* **BRIEF**
The whole listing is to be returned exactly.

★ ★ ★ ★ ★

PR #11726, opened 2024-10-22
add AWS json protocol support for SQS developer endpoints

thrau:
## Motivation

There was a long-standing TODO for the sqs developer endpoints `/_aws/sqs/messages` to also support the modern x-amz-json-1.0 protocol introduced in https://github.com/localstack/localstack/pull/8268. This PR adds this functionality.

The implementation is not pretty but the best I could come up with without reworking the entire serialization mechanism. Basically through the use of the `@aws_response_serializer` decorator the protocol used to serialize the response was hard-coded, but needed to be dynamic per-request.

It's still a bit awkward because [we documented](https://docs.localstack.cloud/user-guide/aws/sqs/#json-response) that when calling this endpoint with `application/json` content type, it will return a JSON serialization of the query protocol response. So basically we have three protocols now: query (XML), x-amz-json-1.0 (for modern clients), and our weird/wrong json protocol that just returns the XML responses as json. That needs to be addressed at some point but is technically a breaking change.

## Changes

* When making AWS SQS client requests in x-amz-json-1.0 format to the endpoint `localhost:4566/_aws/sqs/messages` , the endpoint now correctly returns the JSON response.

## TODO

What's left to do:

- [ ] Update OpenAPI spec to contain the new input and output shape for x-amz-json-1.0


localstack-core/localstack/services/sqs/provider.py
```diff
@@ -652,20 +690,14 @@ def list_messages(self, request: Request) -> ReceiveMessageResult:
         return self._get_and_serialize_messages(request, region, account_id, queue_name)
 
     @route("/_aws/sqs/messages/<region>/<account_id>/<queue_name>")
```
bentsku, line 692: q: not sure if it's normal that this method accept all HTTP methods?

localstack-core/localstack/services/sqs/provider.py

★ ★ ★ ★ ★

* **RESULT OF THE EXERCISE**
PR #11726, opened 2024-10-22
add AWS json protocol support for SQS developer endpoints

thrau:
## Motivation

There was a long-standing TODO for the sqs developer endpoints `/_aws/sqs/messages` to also support the modern x-amz-json-1.0 protocol introduced in https://github.com/localstack/localstack/pull/8268. This PR adds this functionality.

The implementation is not pretty but the best I could come up with without reworking the entire serialization mechanism. Basically through the use of the `@aws_response_serializer` decorator the protocol used to serialize the response was hard-coded, but needed to be dynamic per-request.

It's still a bit awkward because [we documented](https://docs.localstack.cloud/user-guide/aws/sqs/#json-response) that when calling this endpoint with `application/json` content type, it will return a JSON serialization of the query protocol response. So basically we have three protocols now: query (XML), x-amz-json-1.0 (for modern clients), and our weird/wrong json protocol that just returns the XML responses as json. That needs to be addressed at some point but is technically a breaking change.

## Changes

* When making AWS SQS client requests in x-amz-json-1.0 format to the endpoint `localhost:4566/_aws/sqs/messages` , the endpoint now correctly returns the JSON response.

## TODO

What's left to do:

- [ ] Update OpenAPI spec to contain the new input and output shape for x-amz-json-1.0


localstack-core/localstack/services/sqs/provider.py
```diff
@@ -652,20 +690,14 @@ def list_messages(self, request: Request) -> ReceiveMessageResult:
         return self._get_and_serialize_messages(request, region, account_id, queue_name)
 
     @route("/_aws/sqs/messages/<region>/<account_id>/<queue_name>")
```
bentsku, line 692: q: not sure if it's normal that this method accept all HTTP methods?

localstack-core/localstack/services/sqs/provider.py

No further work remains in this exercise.